# [Activity]
Copy all lines holding the word "further" from the entries.

# [Data for this task]
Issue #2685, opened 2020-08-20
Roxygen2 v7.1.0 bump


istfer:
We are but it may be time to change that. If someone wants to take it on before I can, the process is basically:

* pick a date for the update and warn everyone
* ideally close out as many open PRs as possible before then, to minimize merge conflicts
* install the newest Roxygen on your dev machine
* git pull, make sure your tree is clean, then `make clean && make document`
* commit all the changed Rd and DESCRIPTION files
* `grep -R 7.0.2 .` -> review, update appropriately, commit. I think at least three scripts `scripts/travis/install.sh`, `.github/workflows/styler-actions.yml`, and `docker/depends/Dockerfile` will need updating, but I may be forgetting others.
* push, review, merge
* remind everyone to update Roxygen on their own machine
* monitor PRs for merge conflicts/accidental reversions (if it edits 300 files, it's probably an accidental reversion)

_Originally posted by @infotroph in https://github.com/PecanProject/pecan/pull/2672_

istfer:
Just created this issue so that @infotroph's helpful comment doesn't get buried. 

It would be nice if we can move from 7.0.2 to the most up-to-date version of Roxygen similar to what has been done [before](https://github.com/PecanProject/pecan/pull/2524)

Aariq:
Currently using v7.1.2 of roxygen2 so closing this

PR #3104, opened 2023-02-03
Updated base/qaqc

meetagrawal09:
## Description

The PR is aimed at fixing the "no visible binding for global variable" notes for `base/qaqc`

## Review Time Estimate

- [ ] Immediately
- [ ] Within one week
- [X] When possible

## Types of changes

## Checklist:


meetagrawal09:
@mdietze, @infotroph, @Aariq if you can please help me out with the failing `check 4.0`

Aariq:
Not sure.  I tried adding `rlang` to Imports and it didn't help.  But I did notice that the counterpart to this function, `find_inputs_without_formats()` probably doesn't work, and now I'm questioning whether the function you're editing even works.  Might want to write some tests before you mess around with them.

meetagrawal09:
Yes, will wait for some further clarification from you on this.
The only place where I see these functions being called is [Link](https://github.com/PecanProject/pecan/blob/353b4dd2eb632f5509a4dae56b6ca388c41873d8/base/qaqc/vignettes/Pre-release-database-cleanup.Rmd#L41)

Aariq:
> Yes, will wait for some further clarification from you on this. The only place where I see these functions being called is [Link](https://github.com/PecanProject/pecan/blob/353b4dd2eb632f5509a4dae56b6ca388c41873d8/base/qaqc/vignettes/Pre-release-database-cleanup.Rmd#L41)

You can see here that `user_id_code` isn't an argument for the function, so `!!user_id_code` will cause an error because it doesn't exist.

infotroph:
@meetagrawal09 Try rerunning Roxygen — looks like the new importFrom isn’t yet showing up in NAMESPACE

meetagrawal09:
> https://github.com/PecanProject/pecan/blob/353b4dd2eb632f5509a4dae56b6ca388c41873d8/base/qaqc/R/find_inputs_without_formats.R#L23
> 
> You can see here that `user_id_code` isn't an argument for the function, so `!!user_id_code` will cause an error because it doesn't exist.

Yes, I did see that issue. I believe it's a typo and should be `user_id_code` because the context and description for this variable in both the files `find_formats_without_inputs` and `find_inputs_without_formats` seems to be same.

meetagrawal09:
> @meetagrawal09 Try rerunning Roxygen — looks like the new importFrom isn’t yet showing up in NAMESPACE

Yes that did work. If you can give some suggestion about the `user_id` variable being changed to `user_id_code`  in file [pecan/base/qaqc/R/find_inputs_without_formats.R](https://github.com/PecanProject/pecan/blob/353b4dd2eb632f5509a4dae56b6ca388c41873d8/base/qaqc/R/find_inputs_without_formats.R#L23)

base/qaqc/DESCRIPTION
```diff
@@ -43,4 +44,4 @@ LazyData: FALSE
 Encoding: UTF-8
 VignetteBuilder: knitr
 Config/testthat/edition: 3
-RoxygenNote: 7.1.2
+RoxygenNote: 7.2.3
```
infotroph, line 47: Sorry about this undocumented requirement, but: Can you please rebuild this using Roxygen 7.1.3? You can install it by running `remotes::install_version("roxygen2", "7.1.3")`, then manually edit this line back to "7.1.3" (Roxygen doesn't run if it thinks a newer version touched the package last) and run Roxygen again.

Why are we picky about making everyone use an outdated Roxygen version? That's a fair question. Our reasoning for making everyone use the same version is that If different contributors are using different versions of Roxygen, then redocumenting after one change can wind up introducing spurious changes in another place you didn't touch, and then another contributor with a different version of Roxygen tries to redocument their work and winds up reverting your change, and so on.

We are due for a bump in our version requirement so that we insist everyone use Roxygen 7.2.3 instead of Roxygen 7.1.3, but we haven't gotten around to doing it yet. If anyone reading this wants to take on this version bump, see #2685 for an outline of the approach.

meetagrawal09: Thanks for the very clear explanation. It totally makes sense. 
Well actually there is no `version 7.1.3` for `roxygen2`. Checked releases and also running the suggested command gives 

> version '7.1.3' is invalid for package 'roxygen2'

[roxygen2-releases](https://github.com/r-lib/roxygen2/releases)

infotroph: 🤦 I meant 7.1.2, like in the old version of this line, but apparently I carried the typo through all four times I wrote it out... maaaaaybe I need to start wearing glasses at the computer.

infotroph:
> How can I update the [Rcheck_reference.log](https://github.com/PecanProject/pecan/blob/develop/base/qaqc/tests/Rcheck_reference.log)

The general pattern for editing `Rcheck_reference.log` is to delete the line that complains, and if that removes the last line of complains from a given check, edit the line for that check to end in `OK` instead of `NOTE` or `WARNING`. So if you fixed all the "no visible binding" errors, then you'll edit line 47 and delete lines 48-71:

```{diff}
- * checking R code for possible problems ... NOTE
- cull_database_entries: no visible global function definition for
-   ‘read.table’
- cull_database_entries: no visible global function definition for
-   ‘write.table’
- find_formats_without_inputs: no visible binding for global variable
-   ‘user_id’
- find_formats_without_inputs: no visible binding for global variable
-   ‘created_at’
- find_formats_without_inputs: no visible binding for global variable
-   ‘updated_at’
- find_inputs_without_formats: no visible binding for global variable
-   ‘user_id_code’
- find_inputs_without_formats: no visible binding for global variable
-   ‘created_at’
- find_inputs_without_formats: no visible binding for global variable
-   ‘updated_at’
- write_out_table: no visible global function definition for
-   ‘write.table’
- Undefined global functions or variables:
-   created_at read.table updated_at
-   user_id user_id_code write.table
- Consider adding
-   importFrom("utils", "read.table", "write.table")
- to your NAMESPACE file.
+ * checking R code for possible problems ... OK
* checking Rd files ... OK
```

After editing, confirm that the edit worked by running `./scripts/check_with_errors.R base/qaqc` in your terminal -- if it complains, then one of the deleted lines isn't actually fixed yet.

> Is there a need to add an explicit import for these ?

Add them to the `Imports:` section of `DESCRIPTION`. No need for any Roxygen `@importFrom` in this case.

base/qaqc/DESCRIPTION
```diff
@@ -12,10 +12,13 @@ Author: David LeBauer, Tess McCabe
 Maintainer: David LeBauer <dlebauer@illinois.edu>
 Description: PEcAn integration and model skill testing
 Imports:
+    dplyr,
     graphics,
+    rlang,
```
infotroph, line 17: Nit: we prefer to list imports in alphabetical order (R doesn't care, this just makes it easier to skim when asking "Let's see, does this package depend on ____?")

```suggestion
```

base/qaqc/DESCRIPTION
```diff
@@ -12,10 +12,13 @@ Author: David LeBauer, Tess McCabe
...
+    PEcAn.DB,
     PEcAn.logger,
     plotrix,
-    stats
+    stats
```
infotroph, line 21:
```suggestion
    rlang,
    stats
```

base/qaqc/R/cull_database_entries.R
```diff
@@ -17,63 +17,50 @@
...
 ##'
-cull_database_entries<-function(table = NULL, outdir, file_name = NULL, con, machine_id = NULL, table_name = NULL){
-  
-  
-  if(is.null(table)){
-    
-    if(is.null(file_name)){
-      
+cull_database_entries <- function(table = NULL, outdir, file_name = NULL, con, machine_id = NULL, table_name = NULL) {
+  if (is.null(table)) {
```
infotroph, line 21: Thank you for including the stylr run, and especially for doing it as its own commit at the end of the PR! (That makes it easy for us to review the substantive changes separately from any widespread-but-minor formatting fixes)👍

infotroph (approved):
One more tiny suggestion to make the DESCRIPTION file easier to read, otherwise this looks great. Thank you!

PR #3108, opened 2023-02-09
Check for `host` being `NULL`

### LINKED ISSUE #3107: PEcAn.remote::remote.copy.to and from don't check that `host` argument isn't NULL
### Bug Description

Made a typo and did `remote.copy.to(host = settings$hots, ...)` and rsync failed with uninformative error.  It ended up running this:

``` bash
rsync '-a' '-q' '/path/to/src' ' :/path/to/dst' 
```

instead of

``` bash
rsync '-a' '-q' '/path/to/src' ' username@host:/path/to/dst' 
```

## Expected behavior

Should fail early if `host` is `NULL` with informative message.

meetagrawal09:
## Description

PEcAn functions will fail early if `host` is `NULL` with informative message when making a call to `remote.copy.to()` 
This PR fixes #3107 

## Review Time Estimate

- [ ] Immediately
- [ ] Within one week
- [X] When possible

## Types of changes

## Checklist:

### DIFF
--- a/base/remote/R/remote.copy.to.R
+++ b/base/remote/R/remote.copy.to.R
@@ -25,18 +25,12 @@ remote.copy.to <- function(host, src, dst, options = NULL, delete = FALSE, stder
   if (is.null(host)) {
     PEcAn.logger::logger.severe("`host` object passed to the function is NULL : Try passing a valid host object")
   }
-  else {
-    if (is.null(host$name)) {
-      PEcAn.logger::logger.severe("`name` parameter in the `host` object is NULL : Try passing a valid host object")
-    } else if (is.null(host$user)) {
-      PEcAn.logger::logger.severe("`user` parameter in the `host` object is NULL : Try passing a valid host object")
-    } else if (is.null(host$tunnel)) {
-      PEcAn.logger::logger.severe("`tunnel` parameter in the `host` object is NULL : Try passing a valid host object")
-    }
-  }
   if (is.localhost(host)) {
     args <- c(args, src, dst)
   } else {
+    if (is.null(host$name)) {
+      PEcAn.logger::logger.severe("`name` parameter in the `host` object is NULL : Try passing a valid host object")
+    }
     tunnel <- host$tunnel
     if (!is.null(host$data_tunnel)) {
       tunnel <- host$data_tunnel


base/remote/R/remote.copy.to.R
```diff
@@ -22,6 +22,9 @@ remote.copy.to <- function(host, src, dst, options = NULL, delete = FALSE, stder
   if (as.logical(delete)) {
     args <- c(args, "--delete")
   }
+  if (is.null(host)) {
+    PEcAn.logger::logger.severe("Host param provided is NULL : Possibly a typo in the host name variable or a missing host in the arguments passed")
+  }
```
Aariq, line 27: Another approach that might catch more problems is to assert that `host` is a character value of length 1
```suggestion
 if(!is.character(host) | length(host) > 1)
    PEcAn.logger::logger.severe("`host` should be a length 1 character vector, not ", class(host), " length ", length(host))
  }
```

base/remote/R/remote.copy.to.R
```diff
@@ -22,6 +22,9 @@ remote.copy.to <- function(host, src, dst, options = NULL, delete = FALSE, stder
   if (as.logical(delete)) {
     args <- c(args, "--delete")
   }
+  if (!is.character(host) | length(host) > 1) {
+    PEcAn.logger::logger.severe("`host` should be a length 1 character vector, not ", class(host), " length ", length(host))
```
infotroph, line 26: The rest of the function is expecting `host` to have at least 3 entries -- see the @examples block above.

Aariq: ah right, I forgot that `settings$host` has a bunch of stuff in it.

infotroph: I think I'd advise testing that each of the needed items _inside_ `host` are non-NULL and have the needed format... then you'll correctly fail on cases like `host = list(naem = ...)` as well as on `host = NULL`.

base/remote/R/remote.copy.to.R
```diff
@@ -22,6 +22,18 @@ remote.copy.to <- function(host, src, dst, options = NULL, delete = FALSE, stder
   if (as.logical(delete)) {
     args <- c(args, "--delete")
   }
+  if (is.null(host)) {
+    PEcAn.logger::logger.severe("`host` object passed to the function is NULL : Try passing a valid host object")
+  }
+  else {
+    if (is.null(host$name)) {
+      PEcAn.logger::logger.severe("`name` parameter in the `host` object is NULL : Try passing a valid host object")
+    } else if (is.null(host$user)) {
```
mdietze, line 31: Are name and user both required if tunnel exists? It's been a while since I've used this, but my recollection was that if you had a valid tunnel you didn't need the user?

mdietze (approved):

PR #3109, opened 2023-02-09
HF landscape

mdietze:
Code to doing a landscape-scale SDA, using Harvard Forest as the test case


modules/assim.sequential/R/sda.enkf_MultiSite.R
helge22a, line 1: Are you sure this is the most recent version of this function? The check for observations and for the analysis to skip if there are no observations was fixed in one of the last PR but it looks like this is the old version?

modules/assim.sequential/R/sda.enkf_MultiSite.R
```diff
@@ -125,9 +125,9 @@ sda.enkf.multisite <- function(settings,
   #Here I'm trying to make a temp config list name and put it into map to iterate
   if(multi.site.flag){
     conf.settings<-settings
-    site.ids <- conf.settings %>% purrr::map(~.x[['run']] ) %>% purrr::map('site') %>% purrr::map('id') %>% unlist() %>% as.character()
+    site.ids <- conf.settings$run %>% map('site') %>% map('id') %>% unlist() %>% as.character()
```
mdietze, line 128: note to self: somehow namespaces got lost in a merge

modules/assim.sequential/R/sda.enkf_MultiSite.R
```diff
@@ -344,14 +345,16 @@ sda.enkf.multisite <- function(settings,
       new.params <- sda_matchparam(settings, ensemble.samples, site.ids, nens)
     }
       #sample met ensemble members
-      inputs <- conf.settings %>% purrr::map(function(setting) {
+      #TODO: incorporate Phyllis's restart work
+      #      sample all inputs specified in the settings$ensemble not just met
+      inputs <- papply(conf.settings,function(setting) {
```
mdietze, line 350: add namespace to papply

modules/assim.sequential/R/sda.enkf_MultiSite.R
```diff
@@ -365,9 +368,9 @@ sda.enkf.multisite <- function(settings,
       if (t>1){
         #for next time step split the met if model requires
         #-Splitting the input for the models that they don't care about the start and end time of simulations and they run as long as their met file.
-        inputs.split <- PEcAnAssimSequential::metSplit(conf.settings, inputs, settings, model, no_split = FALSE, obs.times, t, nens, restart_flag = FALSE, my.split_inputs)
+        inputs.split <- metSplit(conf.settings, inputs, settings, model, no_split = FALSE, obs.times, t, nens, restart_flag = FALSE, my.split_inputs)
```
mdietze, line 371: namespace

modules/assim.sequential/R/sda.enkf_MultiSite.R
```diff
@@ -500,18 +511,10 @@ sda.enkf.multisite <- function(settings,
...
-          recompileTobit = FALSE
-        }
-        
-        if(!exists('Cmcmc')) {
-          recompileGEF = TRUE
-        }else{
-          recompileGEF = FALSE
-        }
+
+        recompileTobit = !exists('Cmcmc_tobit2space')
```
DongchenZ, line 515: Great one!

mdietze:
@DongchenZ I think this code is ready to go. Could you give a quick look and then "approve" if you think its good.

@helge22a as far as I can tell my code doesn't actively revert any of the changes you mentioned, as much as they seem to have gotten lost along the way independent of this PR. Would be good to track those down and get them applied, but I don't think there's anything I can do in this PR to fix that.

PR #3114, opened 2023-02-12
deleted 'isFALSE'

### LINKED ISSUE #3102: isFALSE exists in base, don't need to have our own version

# [Finished task]
Yes, will wait for some further clarification from you on this.
> Yes, will wait for some further clarification from you on this. The only place where I see these functions being called is [Link](https://github.com/PecanProject/pecan/blob/353b4dd2eb632f5509a4dae56b6ca388c41873d8/base/qaqc/vignettes/Pre-release-database-cleanup.Rmd#L41)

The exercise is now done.